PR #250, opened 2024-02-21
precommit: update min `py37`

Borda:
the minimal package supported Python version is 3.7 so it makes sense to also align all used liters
────
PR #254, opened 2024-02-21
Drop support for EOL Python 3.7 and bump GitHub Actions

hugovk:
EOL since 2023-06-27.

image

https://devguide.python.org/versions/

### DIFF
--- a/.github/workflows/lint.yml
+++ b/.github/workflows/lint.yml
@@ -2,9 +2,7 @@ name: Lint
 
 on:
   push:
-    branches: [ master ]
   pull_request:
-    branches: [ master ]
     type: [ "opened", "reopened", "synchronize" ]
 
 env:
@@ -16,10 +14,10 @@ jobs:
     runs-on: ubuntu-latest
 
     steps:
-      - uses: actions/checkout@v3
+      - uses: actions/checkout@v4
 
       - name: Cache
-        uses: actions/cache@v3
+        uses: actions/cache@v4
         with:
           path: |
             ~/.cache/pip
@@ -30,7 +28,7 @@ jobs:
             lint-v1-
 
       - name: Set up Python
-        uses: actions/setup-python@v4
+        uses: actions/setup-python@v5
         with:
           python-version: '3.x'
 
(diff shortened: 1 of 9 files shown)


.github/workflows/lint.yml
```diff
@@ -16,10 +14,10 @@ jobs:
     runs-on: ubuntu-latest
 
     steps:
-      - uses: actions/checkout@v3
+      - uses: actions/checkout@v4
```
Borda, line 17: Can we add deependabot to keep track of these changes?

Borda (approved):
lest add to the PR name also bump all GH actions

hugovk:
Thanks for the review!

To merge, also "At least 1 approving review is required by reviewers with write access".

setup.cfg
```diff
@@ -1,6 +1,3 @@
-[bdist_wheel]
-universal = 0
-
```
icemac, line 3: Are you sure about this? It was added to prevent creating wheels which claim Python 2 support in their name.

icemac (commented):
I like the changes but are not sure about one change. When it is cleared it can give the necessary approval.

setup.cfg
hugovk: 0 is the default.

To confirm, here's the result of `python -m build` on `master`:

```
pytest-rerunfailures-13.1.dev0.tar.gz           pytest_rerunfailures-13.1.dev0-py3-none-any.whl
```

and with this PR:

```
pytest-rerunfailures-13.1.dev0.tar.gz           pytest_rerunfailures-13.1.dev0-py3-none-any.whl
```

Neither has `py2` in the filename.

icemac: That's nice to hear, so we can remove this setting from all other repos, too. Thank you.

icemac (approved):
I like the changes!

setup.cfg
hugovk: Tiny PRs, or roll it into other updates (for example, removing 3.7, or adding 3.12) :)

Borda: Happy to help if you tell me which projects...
────
→ TASK DESCRIPTION:
Only the lines above from the one with "icemac: That's nice" through the one with "Borda: Happy to" should be duplicated, character for character.

→ WRITTEN RESPONSE:
icemac: That's nice to hear, so we can remove this setting from all other repos, too. Thank you.

icemac (approved):
I like the changes!

setup.cfg
hugovk: Tiny PRs, or roll it into other updates (for example, removing 3.7, or adding 3.12) :)

Borda: Happy to help if you tell me which projects...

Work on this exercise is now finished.